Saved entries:

PR #30, opened 2018-07-20
New interface for getting and setting pose

alexdewar:
I started off changing the ant world code to use physical unit types, with the aim of standardising things so we can have a ``Positionable`` class etc. and moved on to incorporating this into the Vicon code as well.

I've made a super-basic ``AntAgent`` class, which is just a thin wrapper for the existing ant world code, but gives an interface where you can get and set the agent's position and read frames.

I decided to use templating for the length and angle unit types, which means that e.g. you can read the coordinates from the Vicon system in mm and degrees if you prefer. I've used metres and radians as defaults though.


ant_world_db_creator/ant_world_db_creator.cc
```diff
@@ -233,13 +228,13 @@ int main(int argc, char *argv[])
...
             // If we've reached the X edge of the world, move to start of next Y
-            if((worldMin[0] + ((float)currentGridX * gridSpacingM)) > worldMax[0]) {
+            if(worldMin[0] + currentGridX * gridSpacing > worldMax[0]) {
                 currentGridY++;
                 currentGridX = 0;
             }
 
             // If we've reached the Y edge of the world, stop
-            if((worldMin[1] + ((float)currentGridY * gridSpacingM)) > worldMax[1]) {
+            if(worldMin[1] + currentGridY * gridSpacing > worldMax[1]) {
```
neworderofjamie: Why? I quite like making precedence explicit...

ant_world_test/ant_world_test.cc
```diff
@@ -136,25 +146,25 @@ int main()
...
-
         // Use right trigger to control forward movement speed
-        const float forwardMove = moveSpeed * deltaTime * joystick.getState(HID::JAxis::RightTrigger);
+        const meter_t forwardMove = moveSpeed * deltaTime * joystick.getState(HID::JAxis::RightTrigger);
 
         // Calculate movement delta in 3D space
-        x += forwardMove * sin(yaw * AntWorld::degreesToRadians) * cos(pitch * AntWorld::degreesToRadians);
-        y += forwardMove * cos(yaw * AntWorld::degreesToRadians) * cos(pitch * AntWorld::degreesToRadians);
-        z -= forwardMove * sin(pitch * AntWorld::degreesToRadians);
+        auto cosPitch = cos(pitch);
```
neworderofjamie: How does this know that cos expects radians?

common/pose.h
```diff
@@ -0,0 +1,59 @@
+#pragma once
```
neworderofjamie: I think could be kinda overkill - not really sure what sort of agent wouldn't have all 4...

libantworld/agent.h
```diff
@@ -0,0 +1,105 @@
...
+private:
+    Vector<AngleUnit> m_Attitude{ 0_rad, 0_rad, 0_rad };
+    Vector<LengthUnit> m_Position{ 0_m, 0_m, 0_m };
+    Renderer &m_Renderer;
+    GLFWwindow *m_Window;
+}; // AntAgent
+} // AntWorld
+} // BoBRobotics
+
+namespace BoBRobotics {
```
neworderofjamie: Especially with templates, I find this inlining syntax really cumbersome and verbose. Is there any reason not to have the methods inline as in where the class is declared? I always felt that was one of the side-benefits of header-only :)

libantworld/agent.h
```diff
@@ -0,0 +1,105 @@
...
+
+// BoB robotics includes
+#include "../common/pose.h"
+#include "../video/opengl.h"
+
+using namespace BoBRobotics::Pose;
+
+namespace BoBRobotics {
+namespace AntWorld {
+template<class LengthUnit = meter_t, class AngleUnit = radian_t>
```
neworderofjamie: I have yet to really look into the units stuff, but is it possible to template the set/get methods on the units passed to each function instead? That would mean that ``AntAgent`` itself can use use whatever units it wants internally and users of it can mix and match to match their mood? Having to have **every** class that uses units templated seems both annoying and a little restrictive...

libantworld/renderer.cc
```diff
@@ -249,13 +249,13 @@ void Renderer::generateCubeFaceLookAtMatrices()
...
-void Renderer::applyFrame(float x, float y, float z,
-                          float yaw, float pitch, float roll)
+void Renderer::applyFrame(meter_t x, meter_t y, meter_t z,
+                          degree_t yaw, degree_t pitch, degree_t roll)
 {
-    glRotatef(roll, 0.0f, 1.0f, 0.0f);
-    glRotatef(pitch, 1.0f, 0.0f, 0.0f);
-    glRotatef(yaw, 0.0f, 0.0f, 1.0f);
-    glTranslatef(-x, -y, -z);
+    glRotated(roll.value(), 0.0, 1.0, 0.0);
```
neworderofjamie: In this case it's really not important as it's only done once a frame, but as this probably ends up being done on the GPU, using double here is probably not a great plan.

libantworld/route_continuous.cc
```diff
@@ -7,28 +7,32 @@
...
 {
-    return (x * x);
+    return hypot(v2[1] - v1[1], v2[0] - v1[0]);
 }
-//----------------------------------------------------------------------------
-float distanceSquared(float x1, float y1, float x2, float y2)
+
+template<class T>
+meter_t
+distance2(const T &v1, meter_t x2, meter_t y2)
```
neworderofjamie: I feel the clarity of ``distanceSquared`` was worth the few characters - ``distance2`` makes me think it's version 2 somehow.

libantworld/route_continuous.cc
```diff
@@ -225,13 +227,13 @@ bool RouteContinuous::load(const std::string &filename)
...
 //----------------------------------------------------------------------------
-void RouteContinuous::render(float antX, float antY, float antHeading) const
+void RouteContinuous::render(meter_t antX, meter_t antY, degree_t antHeading) const
 {
     // Bind route VAO
     glBindVertexArray(m_WaypointsVAO);
 
     glPushMatrix();
-    glTranslatef(0.0f, 0.0f, 0.1f);
+    glTranslated(0.0, 0.0, 0.1);
```
neworderofjamie: Especially here - why?! Doubles and GPUs don't mix!

vicon/udp.h
```diff
@@ -25,109 +24,145 @@
...
-        std::copy(std::begin(translation), std::end(translation), std::begin(m_Translation));
-        std::copy(std::begin(rotation), std::end(rotation), std::begin(m_Rotation));
+        m_Position[0] = x; m_Position[1] = y; m_Position[2] = z;
+        m_Attitude[0] = yaw; m_Attitude[1] = pitch; m_Attitude[2] = roll;
     }
 
     uint32_t getFrameNumber() const { return m_FrameNumber; }
-    const Vector &getTranslation() const{ return m_Translation; }
-    const Vector &getRotation() const{ return m_Rotation; }
+    Vector<LengthUnit> &getPosition() override { return m_Position; }
```
neworderofjamie: Once again, it may not be possible, but couldn't these functions be templated rather than ``ObjectData``? That way the Vicon code can use whatever units the system uses and only convert (or not) when you read stuff out.

vicon/udp.h
```diff
@@ -282,16 +314,16 @@ class UDPClient
...
+                    // Read object position
+                    Vector<millimeter_t> position;
+                    memcpy(&position[0], &buffer[itemOffset + 27], 3 * sizeof(double));
 
-                    // Read object rotation
-                    double rotation[3];
-                    memcpy(&rotation[0], &buffer[itemOffset + 51], 3 * sizeof(double));
+                    // Read object attitude
+                    Vector<radian_t> attitude;
+                    memcpy(&attitude[0], &buffer[itemOffset + 51], 3 * sizeof(double));
```
neworderofjamie: The reliance on ``millimeter_t`` etc using double as it's underlying store AND ``sizeof(millimeter_t) == sizeof(double)`` worries me a little here - I feel these variables could be passed to ``updateObjectData`` as raw doubles (the units are always the same after all) and then, in ``ObjectData`` they can be converted for the user.

common/opencv.h
```diff
@@ -0,0 +1,13 @@
+#pragma once
+/*
+ * This header is needed, because I'm getting compile errors when trying to include
+ * OpenCV because the KEY_UP and KEY_DOWN macros are already defined (on Ubuntu 18.04).
+ * 	- AD
+ */
```
neworderofjamie: YUCK :/ Any clue where?

video/opengl.h
```diff
@@ -57,9 +57,9 @@ class OpenGL : public Input
         return false;
     }
 
-private:
+protected:
```
neworderofjamie: Maybe add public getters rather than doing this? Protected member baaaad, public getters better (or something)

vicon/udp.h
```diff
@@ -228,14 +259,15 @@ class UDPClient
...
-        }
+        /*
+         * Update object data with position and attitude.
+         * 
+         * Note that we reorder the rotation angles we get from the Vicon system
+         * so that they are in the order of yaw, pitch and roll (which seems to
+         * be standard).
+         */
+        m_ObjectData[id].update(frameNumber, position[0], position[1], position[2],
+                                attitude[2], attitude[0], attitude[1]);
```
neworderofjamie: Did you come round to the slightly weird templated object class system rather than the callbacks then?

ant_world_db_creator/ant_world_db_creator.cc
alexdewar: It's more that I wanted to remove the cast to ``float``: I'll put the brackets back in.

ant_world_test/ant_world_test.cc
alexdewar: The units lib has wrapper functions for (I think) all of the cmath functions, so you get a version of ``cos`` which takes a ``radian_t`` parameter and if you pass it a ``degree_t`` object it'll be implicitly cast and converted to radians. It's a pretty cool library!

common/pose.h
alexdewar: Yeah I agree. I have been thinking about this and what you said below about using templates for ``AntAgent`` and ``ObjectData`` etc. and I'm thinking that a better strategy would be to make the "getter" functions templates rather than having these templated superclasses. Then we just use duck-typing for our agent classes.

libantworld/agent.h
alexdewar: Yeah you're right :+1:

libantworld/agent.h
alexdewar: Yes we could do that and I think we probably should. Good shout.

vicon/udp.h
alexdewar: This makes sense, especially as the Vicon system gives the rotation angles in a strange order.

ant_world_test/ant_world_test.cc
neworderofjamie: Damn that's cool!

common/opencv.h
alexdewar: No :-/. I might install an IDE on my Ubuntu VM and try to track it down though. I don't really like this..

video/opengl.h
alexdewar: That probably would be clearer...

vicon/udp.h
alexdewar: Yuh huh. I'm all about templating now as you may have noticed ;-)

neworderofjamie: My work here is done :smile:

common/opencv.h
neworderofjamie: From a quick search on my Ubuntu 18 install it looks like /usr/include/linux/input-event-codes.h is a likely candidate :/

neworderofjamie: Google suggests that adding -H to the g++ commandline might list how it gets included

libantworld/agent.h
```diff
@@ -18,88 +18,65 @@ using namespace BoBRobotics::Pose;
...
+    {
+        m_Attitude[0] = yaw;
+        m_Attitude[1] = pitch;
+        m_Attitude[2] = roll;
+    }
+
+    bool readFrame(cv::Mat &frame)
+    {
+        // Clear colour and depth buffer
+        glClear(GL_COLOR_BUFFER_BIT | GL_DEPTH_BUFFER_BIT);
```
neworderofjamie: I get the desire to do this but it does make the whole thing super inflexible - if you look at how antworld (which should be renamed) uses this stuff you wouldn't be able to use this class.

vicon/udp.h
```diff
@@ -39,98 +39,100 @@ namespace BoBRobotics {
...
     //----------------------------------------------------------------------------
-    void update(uint32_t frameNumber, LengthUnit x, LengthUnit y, LengthUnit z,
-                AngleUnit yaw, AngleUnit pitch, AngleUnit roll)
+    void update(uint32_t frameNumber, millimeter_t x, millimeter_t y, millimeter_t z,
+                radian_t yaw, radian_t pitch, radian_t roll)
     {
-        const Vector<LengthUnit> position {x, y, z};
-        constexpr second_t frameS = 10_ms;
-        constexpr second_t smoothingS = 30_ms;
+        const Triple<millimeter_t> position {x, y, z};
```
neworderofjamie: Why are you turning this into a tuple? All you do with it is extract it's x, y and z a few lines down...

common/pose.h
```diff
@@ -12,48 +15,43 @@ namespace Pose {
...
-/* 
- * A class for objects which can return their attitude (rotation).
- */
-template<class AngleUnit>
-class HasAttitude
-{
-public:
-    virtual Vector<AngleUnit> &getAttitude() = 0;
-};
+using Triple = std::tuple<T, T, T>;
```
neworderofjamie: Tuples **are** cool but, because they're immutable, they are also a pain in the ass - why not just use the array-based one throughout?

vicon/udp.h
```diff
@@ -184,6 +187,27 @@ class UDPClient
...
+        else {
+            throw std::runtime_error("Invalid object id: " + std::to_string(id));
+        }
+    }
+
+private:
+    //----------------------------------------------------------------------------
+    // Private API
+    //----------------------------------------------------------------------------
     bool connect(unsigned int port)
```
neworderofjamie: Why did you make this private? It makes the default constructor somewhat useless by meaning that you can't just create it and only connect if some runtime parameter is set (which I feel I do in the snapshot_bot). I get the horrible feeling that _I_ suggested it - if so it was dumb and I apologise :blush:

common/pose.h
alexdewar: Tuples are a pain in the ass, but the problem with using arrays is that we want templatable getters (so we can choose to get position as e.g. metres) and if we can't return an array declared on the stack. I suppose we could do:
``
template<class LengthUnit>
void getPosition(Array3<LengthUnit> &position);
``
But that would mean that users of the function would have to declare their own arrays before calling ``getPosition``.

Another possibility (for the future) is that we use [Eigen](http://eigen.tuxfamily.org)'s template vector classes (though I'm not certain that the templating in the units lib will necessarily place nicely with Eigen).

vicon/udp.h
alexdewar: Oops! I was the one being dumb. I forgot that ``connect`` wouldn't be called in the default constructor.

common/pose.h
neworderofjamie: How about ``std::array<LengthUnit>``?

neworderofjamie: e.g. something like this (pretty sure you can instantiate an array like this):

```c++
template<class OutputUnit, class InputType>
inline std::array<OutputUnit, 3> makeUnitTriple(const std::array<InputType, 3> &values)
{
    return {static_cast<OutputUnit>(values[0]), 
                static_cast<OutputUnit>(values[1]), 
                static_cast<OutputUnit>(values[2])};
}
```

alexdewar: Hmm this seems to work. It just seems not to work if you use C-style arrays :-/.

Ok well this is def preferable!

neworderofjamie: Not being able to return C-style arrays does seem really stupid - if you want to fill your stack with array by returning them from functions why shouldn't you be able to!

vicon/udp.h
```diff
@@ -126,13 +126,13 @@ class ObjectDataVelocity : public ObjectData
...
         const auto oldPosition = getPosition<>();
-        Array3<meters_per_second_t> instVelocity;
+        Vector3<meters_per_second_t> instVelocity;
         const auto calcVelocity = [deltaS](auto curr, auto prev) {
             return (curr - prev) / deltaS;
         };
-        instVelocity[0] = calcVelocity(getX(position), getX(oldPosition));
-        instVelocity[1] = calcVelocity(getY(position), getZ(oldPosition));
-        instVelocity[2] = calcVelocity(getZ(position), getZ(oldPosition));
+        std::transform(std::begin(position), std::end(position),
```
neworderofjamie: YEAH! That's the other advantage of std::array!

libantworld/agent.h
alexdewar: I agree that it does make the class inflexible, but I'm not sure what the best approach is here. I have just moved the rendering stuff out of that function, but in retrospect I think it should probably stay in. Essentially what I was trying to do here is make something a bit like our current (somewhat crappy) Matlab scripts for achieving the same thing, where you can set an agent's position and get its current panoramic view.

Then we could write functions like this silly example:
``
template<class T>
void getViewFromOrigin(T &agent, cv::Mat &frame)
{
    agent.setPosition(0_m, 0_m, 0_m);
    agent.readFrame(frame);
}
``

The problem is that if we need to do extra things in between setting the position and reading the view then it won't be easy to write e.g. tests of algorithms where we want all that to be abstracted away. In fact, I think we should probably wrap *all* the OpenGL stuff we do for ant_world_db_creator into ``AntAgent``, so that people like me who don't understand OpenGL don't have to worry about it :-).

I agree that it would be nice to have a generic way to access the cool visualisations that you have for ant_world and stone_cx, but we don't have to try to implement that now. It totally makes sense to have libantworld as a lower-level API that gives us the extra flexibility if we want it. Longer term we could write a generic interface for giving us the top-down view in parallel etc. (maybe by inheriting from ``AntAgent``).

neworderofjamie: No, that is fair enough!

alexdewar:
Hmm well the stupid OpenCV thing seems to have gone away by itself now (maybe an update to Ubuntu fixed it?).

@neworderofjamie  are you happy to merge?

## How to complete this task
Transcribe exactly, and only, the lines from the opening line of the records through the line containing "I started off".

## Solution for this problem
PR #30, opened 2018-07-20
New interface for getting and setting pose

alexdewar:
I started off changing the ant world code to use physical unit types, with the aim of standardising things so we can have a ``Positionable`` class etc. and moved on to incorporating this into the Vicon code as well.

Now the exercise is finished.